Amperometric experiments were performed with a microcomputer-based electrochemical analyzer(LANLIKE, LK98BⅡ). The working electrode, Ag/AgCl reference electrode,and the platinum counter electrode were inserted into the 20 mL cell through holes in its Teflon cover. A magnetic stirrer provided the convective transport during the amperometric measurement.

Fourier transform Infrared spectroscopy (FT-IR) (BRUKER, Tensor 27), Raman spectroscopy (RENISHAW,inVia), X-ray diffraction (XRD) (RIGAKU, D/MAX-2500), scanning electron microscopy (SEM) (HITACHI, S-3500N), Ultra-visable-near IR absorption spectrum (UV-vis-NIR)(JASCO, V-570)and Fluorescence spectrum(JOBIN YVON, FluoroMax-P) were used to characterize the purified and modified SWNTs.

2.3 Purification of SWNTs

The SWNTs (0.5 g), generated from a modified arcing process,16 was first treated by ultrasonicating in 70 ml of 2.6 M nitric acid for 1 h, followed by refluxing for 45 h.9 It was further purified with a process more like “fractional extraction” consisting of several centrifugation and ultrafiltration cycles using surfactant Triton-X. Four fractional products A, B, C and D were separated from this process. The initial purified SWNTs product from the acid treatment above was sonicated with 0.2 % Triton-X (150 ml) for ~30 mins and then centrifugation was applied. Membrane filtration (0.45 µm) of the upper suspension yielded the first fraction of the product A. The bottom solid was then carried on for the next sonication-centrifugation cycle same as above and product B was collected from the membrane filtration. Fractional product C was similarly separated in the following third cycle. After the third cycle, the final bottom solid by centrifugation was named as product D. In each cycle, the bottom SWNTs residue from centrifugation was sonicated with 150 ml 0.2 % Triton-X thoroughly until a homogeneous suspension was generated and the centrifugation was carried out at 10000 r/min for 100 min.

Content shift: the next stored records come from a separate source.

PR #3000, opened 2019-10-26
Register HK2 AbstractBinder with Jersey

### LINKED ISSUE #2999: 2.0.0:  Registering org.glassfish.hk2.utilities.binding.AbstractBinder fails with java.lang.IllegalArgumentException: Provider registered to Hk2InjectionManager cannot be process because of incompatible type: class java.lang.Class
Starting with  jersey 2.29 `org.glassfish.hk2.utilities.binding.AbstractBinder` can again be registered with jersey's `ResourceConfig` , see eclipse-ee4j/jersey#4092. However `DropwizardResourceConfig.register`  attempts to create a dynamic proxy for instances of hk2  `AbstractBinder` which result in a failure. 

The `DropwizardResourceConfig.register` should simpy delecate to jersey `ResourceConfig.register` for instances of `org.glassfish.hk2.utilities.binding.AbstractBinder`

aharin:
###### Problem:
Before 2.0.0 version, dropwizard and jeresey allowed to register org.glassfish.hk2.utilities.binding.AbstractBinder. This got broken by jersey and then fixed in 2.29. However dropwizard does not pass hk2 Abstract binder directly to jersey, resulting in a failure.

###### Solution:
This pull request modifies DropwizardResourceConfig, so that instances of org.glassfish.hk2.utilities.binding.AbstractBinder are passed directly to jersey.

###### Result:
As a result of this pull request, 2.0.0 will behave exactly the same as 1.x.x for configuring hk2 dependency injection.

Fixes #2999

### DIFF
--- a/dropwizard-jersey/src/main/java/io/dropwizard/jersey/DropwizardResourceConfig.java
+++ b/dropwizard-jersey/src/main/java/io/dropwizard/jersey/DropwizardResourceConfig.java
@@ -142,7 +142,7 @@ public class DropwizardResourceConfig extends ResourceConfig {
         // If a class gets passed through as an object, cast to Class and register directly
         if (component instanceof Class<?>) {
             return super.register((Class<?>) component);
-        } else if (Providers.isProvider(clazz) || Binder.class.isAssignableFrom(clazz)) {
+        } else if (Providers.isProvider(clazz) || org.glassfish.hk2.utilities.Binder.class.isAssignableFrom(clazz)) {
             // If Jersey supports this component's class (including Binders), register directly
             return super.register(object);
         } else {
--- a/dropwizard-jersey/src/main/java/io/dropwizard/jersey/DropwizardResourceConfig.java
+++ b/dropwizard-jersey/src/main/java/io/dropwizard/jersey/DropwizardResourceConfig.java
@@ -14,7 +14,6 @@ import javassist.ClassPool;
 import javassist.CtClass;
 import javassist.LoaderClassPath;
 import org.glassfish.jersey.internal.inject.AbstractBinder;
-import org.glassfish.jersey.internal.inject.Binder;
 import org.glassfish.jersey.internal.inject.Providers;
 import org.glassfish.jersey.server.ResourceConfig;
 import org.glassfish.jersey.server.ServerProperties;
--- a/dropwizard-jersey/src/test/java/io/dropwizard/jersey/DropwizardResourceConfigTest.java
+++ b/dropwizard-jersey/src/test/java/io/dropwizard/jersey/DropwizardResourceConfigTest.java
@@ -6,6 +6,7 @@ import org.glassfish.jersey.server.model.Resource;
 import org.junit.jupiter.api.AfterEach;
 import org.junit.jupiter.api.Test;
 
+import javax.inject.Inject;
 import javax.ws.rs.DELETE;
 import javax.ws.rs.GET;
 import javax.ws.rs.POST;
@@ -216,6 +217,23 @@ public class DropwizardResourceConfigTest {
     }
 
     @Test
+    void logResourceWithHK2Binder() {
+        rc.register(ResourceWithInjectedDependency.class);
+        rc.register(new org.glassfish.hk2.utilities.binding.AbstractBinder() {
+            @Override
+            protected void configure() {
+                bindAsContract(Dependency.class);
+            }
+        });
+
+        runJersey();
+        final String expectedLog = String.format("The following paths were found for the configured resources:%n" + "%n"
+            + "    GET     /another (io.dropwizard.jersey.DropwizardResourceConfigTest.ResourceWithInjectedDependency)");
+
+        assertThat(rc.getEndpointsInfo()).contains(expectedLog);
+    }
+
+    @Test
     void logsEndpointsContextPathUrlPattern() {
         rc.setContextPath("/context");
         rc.setUrlPattern("/pattern");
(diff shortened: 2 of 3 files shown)


dropwizard-jersey/src/main/java/io/dropwizard/jersey/DropwizardResourceConfig.java
```diff
@@ -142,7 +142,7 @@ public ResourceConfig register(final Object component) {
         // If a class gets passed through as an object, cast to Class and register directly
         if (component instanceof Class<?>) {
             return super.register((Class<?>) component);
-        } else if (Providers.isProvider(clazz) || Binder.class.isAssignableFrom(clazz)) {
+        } else if (Providers.isProvider(clazz) || org.glassfish.hk2.utilities.Binder.class.isAssignableFrom(clazz)) {
```
josephlbarnett: probably want to check both `org.glassfish.jersey.internal.inject.Binder` and `org.glassfish.hk2.utilities.Binder` if we want to add pass through for org.glassfish.hk2.utilities.Binder here?

aharin: Can do, but looking at the first condition `Providers.isProvider(clazz)`, it is already checking for `org.glassfish.jersey.internal.inject.Binder`, see `org.glassfish.jersey.internal.inject.Providers.getExternalProviderInterfaces`. `DropwizardResourceConfigTest` also has a test that verifies that `org.glassfish.jersey.internal.inject.Binder` is registered correctly. Do you still want me to add an explicit condition for it?

mattnelson:
Should this effectively be a revert of #2463 to restore 1.x functionality? Which was put in based on the broken(2.27) and now fixed (2.29) bindings.

pstackle:
@mattnelson I don't think so because the final else clause in the overridden register method added in #2463 adds support for registering already instantiated instances of Resource classes without Jersey logging a warning message. As far as I can tell from looking at the issues/PRs related to that topic, it doesn't look like they've added better support for that yet.

aharin:
Indeed, the overridden `DropwizardResourceConfig.register` is still required to stop Jersey complaining when registering resource instances. I suspect that eclipse-ee4j/jersey#3820 addresses that, unfortunately that pull request has been abandoned by its owner, even though Jersey maintainers were happy to merge it. I wonder if we should try and re-submit it.

dropwizard-jersey/src/main/java/io/dropwizard/jersey/DropwizardResourceConfig.java
josephlbarnett: Looking through the jersey code, I agree with you that it `Providers.isProvider` should work for `org.glassfish.jersey.internal.inject.Binder` instances.  Looks like it should also work for `org.glassfish.hk2.utilities.Binder`s since that interface has the `@Contract` annotation?  As long as we can prove that it returns true for implementors of both interfaces (maybe add a test?)...

aharin: Unfortunatly `Providers.isProvider` does not pick up `org.glassfish.hk2.utilities.Binder` .  `Providers.isProvider` is looking for `org.glassfish.jersey.spi.Contract`. However `org.glassfish.hk2.utilities.Binder`  is annotated with `org.jvnet.hk2.annotations.Contract`. 
I am adding a test `ProvidersBinderTest` that demonstrates that.

In my original commit I included  a test `DropwizardResourceConfigTest.logResourceWithHK2Binder`  that fails if I remove second condition. Also there is an existing test, `DropwizardResourceConfigTest.logEndpointBinder` that verifies that `org.glassfish.jersey.internal.inject.Binder` can be registered.

joschi:
I'm a bit hesitant merging this PR because it would tie Dropwizard to HK2 which, at least in theory, is an optional dependency for Jersey.

I'm not aware of a working replacement for `org.glassfish.jersey.inject:jersey-hk2`, though.

Any opinions, @dropwizard/committers?

nickbabcock:
> I'm a bit hesitant merging this PR because it would tie Dropwizard to HK2 

As long as this doesn't preclude other DI routes that others have had success with then I don't mind, as it has always seemed that HK2, Jersey, and Dropwizard have been closely associated.

jhaber:
> I'm a bit hesitant merging this PR because it would tie Dropwizard to HK2 which, at least in theory, is an optional dependency for Jersey.
> 
> I'm not aware of a working replacement for `org.glassfish.jersey.inject:jersey-hk2`, though.

Just wanted to echo this concern. Jersey does have a native CDI-based implementation, and I'm currently working on a Guice-based implementation. However, I can send a PR to make this more pluggable (potentially making the `InjectionManagerFactory` directly configurable)

jhaber:
> > I'm a bit hesitant merging this PR because it would tie Dropwizard to HK2
> 
> As long as this doesn't preclude other DI routes that others have had success with then I don't mind, as it has always seemed that HK2, Jersey, and Dropwizard have been closely associated.

This would prevent users from excluding jersey-hk2 as a dependency because they'll get `NoClassDefFoundErrors`. Also other implementations of `InjectionManager` will presumably have different criteria for what classes can be registered, which this precludes. This is basically hard-coding the HK2 implementation:
https://github.com/eclipse-ee4j/jersey/blob/f2ccfd54bd6a7717fd23d2ea572cf9cf1bfe0ba8/inject/hk2/src/main/java/org/glassfish/jersey/inject/hk2/AbstractHk2InjectionManager.java#L126-L129

However, in the future Dropwizard could be come more aware of the `InjectionManager` in use and just delegate to its `isRegistrable` method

2.4 Covalent functionalization of SWNTs

Covalent functionalization of SWNTs with GOx was accomplished using similar procedure in the literatures.9,13 Purified SWNTs (1 mg) was first suspended in a solution of 5 ml 0.2 % Triton–100, 100 mM MES (pH=6.0), 100 mM NHS and 100 mM EDC with sonication for 1 h at room temperature and then pH of the mixture was adjusted to 7.4 with 4 M NaOH, followed by addition of Glucose Oxidase (GOX) (25 mg). The reaction mixture was stirred overnight at room temperature, followed by centrifugation to collect the bottom GOx functionalized SWNTs products. It was then washed with double distilled water several times to remove absorbed organic compounds and excess of GOX in the reactions.

2.5 Modification of electrode

The glassy carbon electrode (Φ=4 mm) was polished with 0.05 µm alumina slurries, and then washed ultrasonically with distilled water and ethanol. The purified SWNTs and the enzymes labeled SWNTs were used to modify GC electrode(Φ=4 mm)by casting 10~15 µL of 0.2-0.4 mg/ml suspension of the purified SWNTs or functionalized SWNTs in water on the electrodes.

The measurement was carried out in a phosphate buffer(0.05 M,pH=7.4)and with KCl (0.1 M) as the supporting electrolyte medium at desired working potential. All measurements were performed at room temperature.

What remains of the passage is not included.